In my defence—as I have written in a footnote to a revised version of the paper that will appear early next year—I wrote:
I know of no formal analysis that treats elements such as final ‘alright’, ‘ok’, ‘yeah’, etc—as in (i) below—as structurally integrated into English clauses, even though these elements also are functionally clause-typing, signaling a (rhetorical) question:
(i)     a.    I’m coming, alright?!
         b.    She’s my sister, yeah?!
         c.    I know what I’m doing, ok?!

Nor are these the only elements that can be viewed as extra-grammatical, but nonetheless linguistic objects: from affective noises (Brrr!, Whoosh, Zoom-Zoom) to the ubiquitous, conversational like, to paralinguistic gestures, including nods, head-shakes, turn-taking uh-huhs etc., natural language utterances are populated with morphemes—unique conventionalized pairings of sound and meaning—that show no signs of grammatical integration. Some of these elements are of course treated in theories of pragmatics or in cognitive theories of communication—see, for example, Kita & Ide (2007)—but not as syntactic objects.

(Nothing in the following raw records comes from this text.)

PR #12507, opened 2023-04-06
SpanFinder into spaCy from experimental

kadarakos:
Integrating the `span_finder` from [`spacy-experimental`](https://github.com/explosion/spacy-experimental/tree/master/spacy_experimental/span_finder) into `spaCy`. 

## Description
The `SpanFinder` is a component that suggest spans with a very simple tokenwise classifier: it decides for each token if it could be a start and/or end of a span. The code is largely just copied from `spacy-experimental` with the minimum amount of changes required to run the tests.

I added a couple of comments with the `XXX` annotation to ask a couple of initial questions about the parts I would consider changing after reading the code. 

### Types of change
Moving `spacy-experimental` component into `spaCy`. 

## Checklist


spacy/pipeline/span_finder.py
```diff
@@ -0,0 +1,389 @@
...
+width = ${model.tok2vec.embed.width}
+window_size = 1
+maxout_pieces = 3
+depth = 4
+"""
+
+DEFAULT_SPAN_FINDER_MODEL = Config().from_str(span_finder_default_config)["model"]
+DEFAULT_PREDICTED_KEY = "span_candidates"
+# XXX What was this TODO for?
+DEFAULT_TRAINING_KEY = "sc"  # TODO: define in spancat
```
adrianeboyd, line 46: Use the value from `spancat` instead, or if it's not defined separately there, define it there and import it here.

kadarakos:
Not sure why the project clone test fails in the Test Python39Linux?

spacy/pipeline/span_finder.py
```diff
@@ -1,8 +1,7 @@
 from functools import partial
 from typing import Any, Callable, Dict, Iterable, List, Optional, Tuple, cast
 
-from thinc.api import (Config, Model, Ops, Optimizer, get_current_ops,
-                       set_dropout_rate)
+from thinc.api import Config, Model, Ops, Optimizer, get_current_ops, set_dropout_rate
```
kadarakos, line 4: I ran `black` first then `isort` and then the PR got rejected so I had to run `black` again. Do we have to run `isort` first than `black`?

spacy/pipeline/spancat.py
```diff
@@ -71,6 +69,7 @@
 depth = 4
 """
 
+DEFAULT_SPAN_KEY = "sc"
```
adrianeboyd, line 72:
```suggestion
DEFAULT_SPANS_KEY = "sc"
```

spacy/pipeline/span_finder.py
```diff
@@ -0,0 +1,386 @@
...
+        """
+        reference_truths = self._get_aligned_truth_scores(examples)
+        d_scores = scores - self.model.ops.asarray2f(reference_truths)
+        loss = float((d_scores**2).sum())
+        return loss, d_scores
+
+    def _get_aligned_truth_scores(self, examples) -> List[Tuple[int, int]]:
+        """Align scores of the predictions to the references for calculating the loss"""
+        # TODO: handle misaligned (None) alignments
+        # TODO: handle cases with differing whitespace in texts
```
adrianeboyd, line 286: At least the first point is blocking for inclusion in `spacy`. All pipeline components need to be able to handle misaligned tokenization.

For the second point we could potentially error out and say that this just not supported for this component, but it's something that `Example` supports in general and if it's possible to support it it would be strongly preferred. (You can't use plain character offsets at this point, though, so it would be a pretty major refactoring.)

spacy/tests/pipeline/test_span_finder.py
```diff
@@ -0,0 +1,173 @@
...
+
+    docs = [nlp("This is an example."), nlp("This is the second example.")]
+    docs[0].spans[TRAINING_KEY] = [docs[0][3:4]]
+    docs[1].spans[TRAINING_KEY] = [docs[1][3:5]]
+
+    span_finder = nlp.add_pipe("span_finder", config={"training_key": TRAINING_KEY})
+    nlp.initialize()
+    docs = list(span_finder.pipe(docs))
+
+    # TODO: update hard-coded name
```
adrianeboyd, line 104: A review note about this TODO.

spacy/pipeline/span_finder.py
```diff
@@ -0,0 +1,386 @@
...
+    def __init__(
+        self,
+        nlp: Language,
+        model: Model[Iterable[Doc], Floats2d],
+        name: str = "span_finder",
+        *,
+        threshold: float = 0.5,
+        max_length: int = 0,
+        min_length: int = 0,
+        # XXX I think this is weird and should be just None like in
```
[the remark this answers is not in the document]
adrianeboyd: Many of the existing components have defaults here so that the behavior of `nlp.add_pipe("name")` didn't change as scorers were added as separate registered functions. It's possible we could do this different for a new component?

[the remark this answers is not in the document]
kadarakos: Sorry. The default `max_positive` is `None` in the `SpanFinder` and I think that makes more sense for `max_length` as well because `max_length=0` is really weird semantically I think that the "unlimited" is 0.

spacy/pipeline/span_finder.py
adrianeboyd: I misread the TODOs a bit initially.

The first case is related to returning `None` instead of `0` in cases where the span in the reference document does not align with token boundaries in the predicted doc. In this case, we want to ignore this span for `get_loss` rather than treating it as `0` as is currently the case (I think, anyway, please double-check the details!).

For the second case, we can check that the texts are the same in advance, similar to this in coref:

https://github.com/explosion/spacy-experimental/blob/9dd89d5ed2e4abd160f898c4a4ebae1b297ffb61/spacy_experimental/coref/coref_component.py#L232-L239

Many components in spacy do support training for referenced/predicted docs with differing whitespace, but it's a really niche case and since working from character offsets makes this easier, it's okay to have this constraint here as long as it doesn't accidentally use character offsets for cases where this would be incorrect.

spacy/pipeline/span_finder.py
```diff
@@ -0,0 +1,386 @@
...
+
+@Language.factory(
+    "span_finder",
+    assigns=["doc.spans"],
+    default_config={
+        "threshold": 0.5,
+        "model": DEFAULT_SPAN_FINDER_MODEL,
+        "predicted_key": DEFAULT_PREDICTED_KEY,
+        "training_key": DEFAULT_SPANS_KEY,
+        # XXX Doesn't 0 seem bad compared to None instead?
```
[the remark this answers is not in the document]
adrianeboyd: This comment can be removed now, right?

spacy/pipeline/span_finder.py
```diff
@@ -0,0 +1,395 @@
...
+        is given a list of documents and predicts a probability for each token.
+    threshold (float): Minimum probability to consider a prediction positive.
+    predicted_key (str): Name of the span group the predicted spans are saved
+        to
+    training_key (str): Name of the span group the training spans are read
+        from
+    max_length (int): Max length of the produced spans (no max limitation when
+        set to 0)
+    min_length (int): Min length of the produced spans (no min limitation when
+        set to 0)
```
adrianeboyd, line 94: Update the types here, too.

spacy/pipeline/span_finder.py
```diff
@@ -0,0 +1,395 @@
...
+        model (thinc.api.Model): The Thinc Model powering the pipeline component.
+        name (str): The component instance name, used to add entries to the
+            losses during training.
+        threshold (float): Minimum probability to consider a prediction
+            positive.
+        scorer (Optional[Callable]): The scoring method.
+        predicted_key (str): Name of the span group the candidate spans are saved to
+        training_key (str): Name of the span group the training spans are read from
+        max_length (int): Max length of the produced spans (unlimited when set to 0)
+        min_length (int): Min length of the produced spans (unlimited when set to 0)
```
adrianeboyd, line 196: Update the types and the descriptions here, too. I'd add `Defaults to None` for users who are just reading the docstrings.

spacy/errors.py
```diff
@@ -970,6 +970,8 @@ class Errors(metaclass=ErrorsWithCodes):
     E1050 = ("Port {port} is already in use. Please specify an available port with `displacy.serve(doc, port=port)` "
              "or use `auto_select_port=True` to pick an available port automatically.")
     E1051 = ("'allow_overlap' can only be False when max_positive is 1, but found 'max_positive': {max_positive}.")
+    E1052 = ("Both 'min_length' and 'max_length' should be larger than 1, but found"
```
adrianeboyd, line 973:
```suggestion
    E1052 = ("Both 'min_length' and 'max_length' should be larger than 0, but found"
```

spacy/pipeline/span_finder.py
kadarakos: I guess I can do it in reverse that makes more sense right? For each `span` in `eg.predicted` i can try to look for corresponding annotation in the `eg.reference` and if I find something I set it to `1` and if I don't I set it to `None`. For all other tokens its `0`.

kadarakos: I will push this version, but while we are at it I thought it could be helpful for the model to teach it about the "in" label as well even though it is not used for predictions. This would be a 3rd label used to just tag tokens that are inside a span as "in" for just additional training signal.

kadarakos: Then I think this suggestion doesn't really work right?

adrianeboyd: Let me see if I understand everything that's going on here:

- currently the loss function only considers the start and end tokens
- it is a problem that `Doc.char_span` fails if only one is incorrect, since you could still use one of the boundary tokens
  - here maybe you could use `expand` and then filter out cases that aren't the same as the input?
- in `get_loss` should we switch to a loss from thinc that supports missing values?
- you think it might be useful to incorporate the middle tokens so there's more signal for misaligned data but you're not sure this will work?

kadarakos: Currently I pushed is what we discussed on Slack. The label assignment decisions are based on the first and last character offsets of the `predicted` and `reference` spans. Using `alignment_mode="expand"` if the first characters and last characters line up then the labeling is what it used to be.

If they don't both line up then the one that lines up gets supervision and the other one is skipped from the loss. This is achieved by masking the token's class specific logit (multiplying the corresponding entry in `d_scores` by 0).

spacy/tests/pipeline/test_span_finder.py
```diff
@@ -0,0 +1,267 @@
...
+
+def test_span_finder_suggester():
+    nlp = Language()
+    docs = [nlp("This is an example."), nlp("This is the second example.")]
+    docs[0].spans[SPANS_KEY] = [docs[0][3:4]]
+    docs[1].spans[SPANS_KEY] = [docs[1][3:5]]
+    span_finder = nlp.add_pipe("span_finder", config={"spans_key": SPANS_KEY})
+    nlp.initialize()
+    span_finder.set_annotations(docs, span_finder.predict(docs))
+
```
adrianeboyd, line 205:
```suggestion
```

spacy/tests/pipeline/test_span_finder.py
```diff
@@ -0,0 +1,272 @@
...
+            "London",
+            "Berlin",
+            "London and Berlin",
+        }
+
+    # Test scoring
+    scores = nlp.evaluate(train_examples)
+    assert f"span_finder_{span_finder.spans_key}_f" in scores
+    # XXX Its not perfect 1.0 F1 because we want it to overgenerate for now.
+    assert scores[f"span_finder_{span_finder.spans_key}_f"] == 0.4
```
adrianeboyd, line 268: Maybe to make it a little more clear what we're going for with the overfitting?

```suggestion
    assert scores[f"span_finder_{span_finder.spans_key}_f"] == 0.4
    assert scores[f"span_finder_{span_finder.spans_key}_r"] == 1.0
```

spacy/tests/pipeline/test_span_finder.py
```diff
@@ -0,0 +1,261 @@
...
+
+    docs = [nlp("This is an example."), nlp("This is the second example.")]
+    docs[0].spans[SPANS_KEY] = [docs[0][3:4]]
+    docs[1].spans[SPANS_KEY] = [docs[1][3:5]]
+
+    span_finder = nlp.add_pipe("span_finder", config={"spans_key": SPANS_KEY})
+    nlp.initialize()
+    docs = list(span_finder.pipe(docs))
+
+    # TODO: update hard-coded name
```
adrianeboyd, line 138:
```suggestion
```

spacy/tests/pipeline/test_span_finder.py
```diff
@@ -0,0 +1,261 @@
...
+        assert set([span.text for span in spans2]) == {
+            "London",
+            "Berlin",
+            "London and Berlin",
+        }
+
+    # Test scoring
+    scores = nlp.evaluate(train_examples)
+    assert f"span_finder_{span_finder.spans_key}_f" in scores
+    # XXX Its not perfect 1.0 F1 because we want it to overgenerate for now.
```
adrianeboyd, line 255:
```suggestion
    # It's not perfect 1.0 F1 because it's designed to overgenerate for now.
```

spacy/pipeline/span_finder.py
```diff
@@ -0,0 +1,312 @@
...
+def span_finder_score(examples: Iterable[Example], **kwargs) -> Dict[str, Any]:
+    kwargs = dict(kwargs)
+    attr_prefix = "span_finder_"
+    key = kwargs["spans_key"]
+    kwargs.setdefault("attr", f"{attr_prefix}{key}")
+    kwargs.setdefault(
+        "getter", lambda doc, key: doc.spans.get(key[len(attr_prefix) :], [])
+    )
+    kwargs.setdefault("has_annotation", lambda doc: key in doc.spans)
+    return Scorer.score_spans(examples, **kwargs)
```
adrianeboyd, line 110:
```suggestion
    scores = Scorer.score_spans(examples, **kwargs)
    scores.pop(f"{kwargs['attr']}_per_type", None)
    return scores
```

spacy/ml/models/span_finder.py
```diff
@@ -0,0 +1,43 @@
...
+
+@registry.architectures("spacy.SpanFinder.v1")
+def build_finder_model(
+    tok2vec: Model[InT, List[Floats2d]], scorer: Model[OutT, OutT]
+) -> Model[InT, OutT]:
+
+    logistic_layer: Model[List[Floats2d], List[Floats2d]] = with_array(scorer)
+    model: Model[InT, OutT] = chain(tok2vec, logistic_layer, flattener())
+    model.set_ref("tok2vec", tok2vec)
+    # XXX Why do we have reference for both the scorer and it being wrapped in with_array?
```
adrianeboyd, line 22: What is the status of this comment?

kadarakos: Nothing really. Its unclear to me when we decide to add references or not, but it doesn't really matter actually so I'll just remove it!

spacy/pipeline/__init__.py
```diff
@@ -32,6 +33,7 @@
     "Sentencizer",
     "SpanCategorizer",
     "SpanRuler",
+    "SpanFinder",
```
svlandeg, line 36:
```suggestion
    "SpanFinder",
    "SpanRuler",
```

spacy/pipeline/span_finder.py
```diff
@@ -0,0 +1,336 @@
...
+
+from thinc.api import Config, Model, Optimizer, set_dropout_rate
+from thinc.types import Floats2d
+
+from spacy.language import Language
+from spacy.pipeline.trainable_pipe import TrainablePipe
+from spacy.scorer import Scorer
+from spacy.tokens import Doc, Span
+from spacy.training import Example
+from spacy.errors import Errors
```
svlandeg, line 11: These should all be relative imports

spacy/pipeline/span_finder.py
```diff
@@ -0,0 +1,336 @@
...
+def _char_indices(span: Span) -> Tuple[int, int]:
+    start = span[0].idx
+    end = span[-1].idx + len(span[-1])
+    return start, end
+
+
+class SpanFinder(TrainablePipe):
+    """Pipeline that learns span boundaries.
+
+    DOCS: https://spacy.io/api/spancategorizer
```
svlandeg, line 131:
```suggestion
    DOCS: https://spacy.io/api/spanfinder
```

svlandeg (commented):
Looks good to me! I only had a few minor comments.

adrianeboyd:
I'll go ahead and merge this so we can include it in a dev release. I'll be testing it a lot with several demo projects, so if anything crops up we can fix it before the v3.6.0 release.

svlandeg:
Thanks @kadarakos and @adrianeboyd for pushing this one over the line! 🙏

So, what’s your verdict? I am genuinely interested in receiving your comments. Is extra-grammaticality real, as I naively, and pragmatically supposed, or ‘is every ***** thing that appears in an utterance analyzed as sentential **** constituent,?’—even asterisked expressions that can appear inside lexical****compounds?! Personally, I doubt it, but then, like, I would ****** say that, wouldn’t I…?!